(Records for the exercise Opens)

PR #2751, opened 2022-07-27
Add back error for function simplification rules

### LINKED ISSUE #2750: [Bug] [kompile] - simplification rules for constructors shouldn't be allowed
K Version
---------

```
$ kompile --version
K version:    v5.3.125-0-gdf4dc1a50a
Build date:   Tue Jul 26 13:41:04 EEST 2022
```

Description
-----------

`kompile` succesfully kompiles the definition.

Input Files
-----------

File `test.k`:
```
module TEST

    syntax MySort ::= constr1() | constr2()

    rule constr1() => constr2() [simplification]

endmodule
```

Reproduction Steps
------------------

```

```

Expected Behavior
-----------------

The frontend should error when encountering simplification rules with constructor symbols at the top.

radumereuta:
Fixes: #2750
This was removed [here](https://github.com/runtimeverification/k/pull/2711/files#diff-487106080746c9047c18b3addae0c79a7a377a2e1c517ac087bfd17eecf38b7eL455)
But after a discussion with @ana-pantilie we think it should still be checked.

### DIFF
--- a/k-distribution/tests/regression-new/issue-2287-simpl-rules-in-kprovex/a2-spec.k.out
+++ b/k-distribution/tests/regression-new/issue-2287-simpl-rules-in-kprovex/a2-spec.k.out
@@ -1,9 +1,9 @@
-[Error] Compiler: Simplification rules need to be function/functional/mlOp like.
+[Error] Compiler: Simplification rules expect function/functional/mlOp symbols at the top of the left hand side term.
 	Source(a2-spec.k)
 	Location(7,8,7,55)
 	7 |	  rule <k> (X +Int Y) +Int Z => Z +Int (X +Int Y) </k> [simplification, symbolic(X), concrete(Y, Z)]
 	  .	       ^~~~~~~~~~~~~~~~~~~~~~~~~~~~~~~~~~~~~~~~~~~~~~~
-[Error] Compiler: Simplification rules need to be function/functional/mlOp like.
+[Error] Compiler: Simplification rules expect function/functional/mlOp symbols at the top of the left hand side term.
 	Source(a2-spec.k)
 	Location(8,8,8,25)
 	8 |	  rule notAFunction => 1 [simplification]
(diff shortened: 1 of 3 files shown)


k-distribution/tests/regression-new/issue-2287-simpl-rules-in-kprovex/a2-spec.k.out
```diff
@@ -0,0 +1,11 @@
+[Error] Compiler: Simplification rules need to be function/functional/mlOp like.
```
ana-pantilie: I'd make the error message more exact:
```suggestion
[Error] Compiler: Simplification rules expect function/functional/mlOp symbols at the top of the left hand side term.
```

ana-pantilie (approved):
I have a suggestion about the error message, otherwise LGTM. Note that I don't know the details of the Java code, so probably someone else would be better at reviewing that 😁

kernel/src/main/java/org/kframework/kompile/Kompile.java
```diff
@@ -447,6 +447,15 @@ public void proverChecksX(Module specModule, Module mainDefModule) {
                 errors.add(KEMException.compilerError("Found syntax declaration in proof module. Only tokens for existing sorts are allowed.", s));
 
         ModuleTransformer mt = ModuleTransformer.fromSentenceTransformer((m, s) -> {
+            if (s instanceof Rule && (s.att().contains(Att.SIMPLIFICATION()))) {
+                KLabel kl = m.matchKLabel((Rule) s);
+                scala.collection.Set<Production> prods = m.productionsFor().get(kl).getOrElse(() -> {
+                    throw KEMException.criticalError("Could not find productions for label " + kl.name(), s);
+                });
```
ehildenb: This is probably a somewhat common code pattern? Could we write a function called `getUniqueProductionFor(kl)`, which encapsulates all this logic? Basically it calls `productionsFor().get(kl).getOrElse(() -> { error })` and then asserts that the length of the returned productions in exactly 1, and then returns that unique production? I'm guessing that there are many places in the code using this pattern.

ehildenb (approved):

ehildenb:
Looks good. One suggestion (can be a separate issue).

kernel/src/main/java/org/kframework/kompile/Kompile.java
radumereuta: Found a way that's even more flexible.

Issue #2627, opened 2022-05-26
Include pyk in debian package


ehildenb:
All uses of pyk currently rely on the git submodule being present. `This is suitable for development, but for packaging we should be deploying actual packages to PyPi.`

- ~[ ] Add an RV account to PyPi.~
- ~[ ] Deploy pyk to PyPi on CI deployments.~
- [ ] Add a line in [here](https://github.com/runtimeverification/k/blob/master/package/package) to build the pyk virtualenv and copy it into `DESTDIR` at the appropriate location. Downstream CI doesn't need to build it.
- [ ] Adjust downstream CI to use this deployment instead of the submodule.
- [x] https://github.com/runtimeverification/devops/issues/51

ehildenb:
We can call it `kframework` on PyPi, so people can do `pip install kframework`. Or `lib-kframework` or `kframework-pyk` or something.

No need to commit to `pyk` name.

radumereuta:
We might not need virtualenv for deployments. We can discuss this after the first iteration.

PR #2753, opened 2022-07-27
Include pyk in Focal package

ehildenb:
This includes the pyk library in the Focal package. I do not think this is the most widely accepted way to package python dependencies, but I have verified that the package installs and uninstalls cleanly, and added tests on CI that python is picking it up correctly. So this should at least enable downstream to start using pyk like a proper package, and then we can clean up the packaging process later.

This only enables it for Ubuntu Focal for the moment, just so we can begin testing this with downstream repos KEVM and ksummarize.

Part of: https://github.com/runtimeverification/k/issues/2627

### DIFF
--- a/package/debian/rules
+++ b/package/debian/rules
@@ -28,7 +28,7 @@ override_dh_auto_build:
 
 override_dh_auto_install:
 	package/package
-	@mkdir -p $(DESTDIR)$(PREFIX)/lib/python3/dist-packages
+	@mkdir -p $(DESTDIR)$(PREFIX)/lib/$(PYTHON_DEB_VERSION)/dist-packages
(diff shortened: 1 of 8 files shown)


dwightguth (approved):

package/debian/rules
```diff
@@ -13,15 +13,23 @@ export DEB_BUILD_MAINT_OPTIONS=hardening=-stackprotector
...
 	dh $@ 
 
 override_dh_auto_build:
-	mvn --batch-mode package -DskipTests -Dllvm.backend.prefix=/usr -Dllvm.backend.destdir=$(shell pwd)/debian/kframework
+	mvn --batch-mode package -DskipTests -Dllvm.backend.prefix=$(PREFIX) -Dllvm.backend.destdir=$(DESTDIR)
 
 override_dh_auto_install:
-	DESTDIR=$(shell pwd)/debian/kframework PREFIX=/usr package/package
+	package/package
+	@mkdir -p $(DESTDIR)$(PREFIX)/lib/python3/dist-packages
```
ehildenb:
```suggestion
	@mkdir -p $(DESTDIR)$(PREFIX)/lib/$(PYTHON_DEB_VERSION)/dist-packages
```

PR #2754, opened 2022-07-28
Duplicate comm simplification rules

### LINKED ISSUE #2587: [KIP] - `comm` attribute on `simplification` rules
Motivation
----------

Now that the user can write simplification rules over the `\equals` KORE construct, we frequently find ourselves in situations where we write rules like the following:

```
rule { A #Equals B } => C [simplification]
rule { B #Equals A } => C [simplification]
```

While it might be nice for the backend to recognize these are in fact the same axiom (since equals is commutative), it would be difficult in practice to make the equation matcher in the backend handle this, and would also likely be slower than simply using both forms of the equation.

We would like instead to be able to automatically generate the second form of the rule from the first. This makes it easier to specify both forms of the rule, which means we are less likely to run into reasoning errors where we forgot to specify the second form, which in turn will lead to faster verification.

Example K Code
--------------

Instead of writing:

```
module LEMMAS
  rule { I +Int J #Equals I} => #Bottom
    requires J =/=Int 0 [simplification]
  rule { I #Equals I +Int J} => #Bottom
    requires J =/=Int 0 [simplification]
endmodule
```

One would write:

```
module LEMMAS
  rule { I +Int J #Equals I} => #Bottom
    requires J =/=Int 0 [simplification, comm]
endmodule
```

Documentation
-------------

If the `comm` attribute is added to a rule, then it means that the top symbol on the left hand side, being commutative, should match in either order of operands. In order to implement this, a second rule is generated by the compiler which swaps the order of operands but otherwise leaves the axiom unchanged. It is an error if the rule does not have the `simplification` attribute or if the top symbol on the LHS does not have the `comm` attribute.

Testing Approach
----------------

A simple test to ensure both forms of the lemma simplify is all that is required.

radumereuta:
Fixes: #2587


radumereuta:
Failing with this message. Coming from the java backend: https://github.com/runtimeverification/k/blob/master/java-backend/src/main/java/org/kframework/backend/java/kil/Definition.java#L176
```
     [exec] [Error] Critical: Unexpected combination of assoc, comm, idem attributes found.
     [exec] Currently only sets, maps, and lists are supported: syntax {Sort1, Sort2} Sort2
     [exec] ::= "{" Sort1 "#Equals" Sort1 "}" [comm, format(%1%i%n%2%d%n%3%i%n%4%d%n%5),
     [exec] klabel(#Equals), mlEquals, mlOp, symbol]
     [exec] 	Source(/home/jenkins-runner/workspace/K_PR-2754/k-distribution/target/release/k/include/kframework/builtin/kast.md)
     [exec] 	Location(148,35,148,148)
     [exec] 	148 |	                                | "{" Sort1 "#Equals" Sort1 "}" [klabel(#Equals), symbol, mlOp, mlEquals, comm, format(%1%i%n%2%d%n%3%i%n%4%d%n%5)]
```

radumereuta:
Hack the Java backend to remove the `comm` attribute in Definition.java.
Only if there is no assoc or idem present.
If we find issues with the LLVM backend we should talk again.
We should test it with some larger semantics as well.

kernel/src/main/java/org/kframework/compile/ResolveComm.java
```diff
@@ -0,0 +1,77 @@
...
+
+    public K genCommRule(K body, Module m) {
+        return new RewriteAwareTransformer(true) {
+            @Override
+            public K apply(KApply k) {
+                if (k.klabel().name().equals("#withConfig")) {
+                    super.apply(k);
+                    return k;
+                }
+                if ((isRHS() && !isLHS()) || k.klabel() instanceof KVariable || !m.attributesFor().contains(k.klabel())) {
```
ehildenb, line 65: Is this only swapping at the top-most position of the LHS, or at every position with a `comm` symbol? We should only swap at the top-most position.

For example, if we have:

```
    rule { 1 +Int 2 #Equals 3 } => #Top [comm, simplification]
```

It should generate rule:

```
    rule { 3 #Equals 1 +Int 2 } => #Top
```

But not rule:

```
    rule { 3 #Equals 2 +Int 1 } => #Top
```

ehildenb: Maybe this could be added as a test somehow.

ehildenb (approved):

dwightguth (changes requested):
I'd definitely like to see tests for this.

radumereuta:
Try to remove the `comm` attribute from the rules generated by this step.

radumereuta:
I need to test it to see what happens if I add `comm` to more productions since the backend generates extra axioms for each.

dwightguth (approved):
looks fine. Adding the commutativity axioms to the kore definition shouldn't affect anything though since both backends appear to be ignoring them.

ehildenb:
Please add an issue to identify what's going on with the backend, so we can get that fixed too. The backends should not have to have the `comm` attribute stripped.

(Records for the exercise Closes)

### What the exercise asks
Scan the records above for the lines holding "All uses of" and "- ~[ ] Deploy pyk to PyPi on CI deployments.~". Transcribe those two and every line between them word for word, and no others.

### Exercise result
All uses of pyk currently rely on the git submodule being present. `This is suitable for development, but for packaging we should be deploying actual packages to PyPi.`

- ~[ ] Add an RV account to PyPi.~
- ~[ ] Deploy pyk to PyPi on CI deployments.~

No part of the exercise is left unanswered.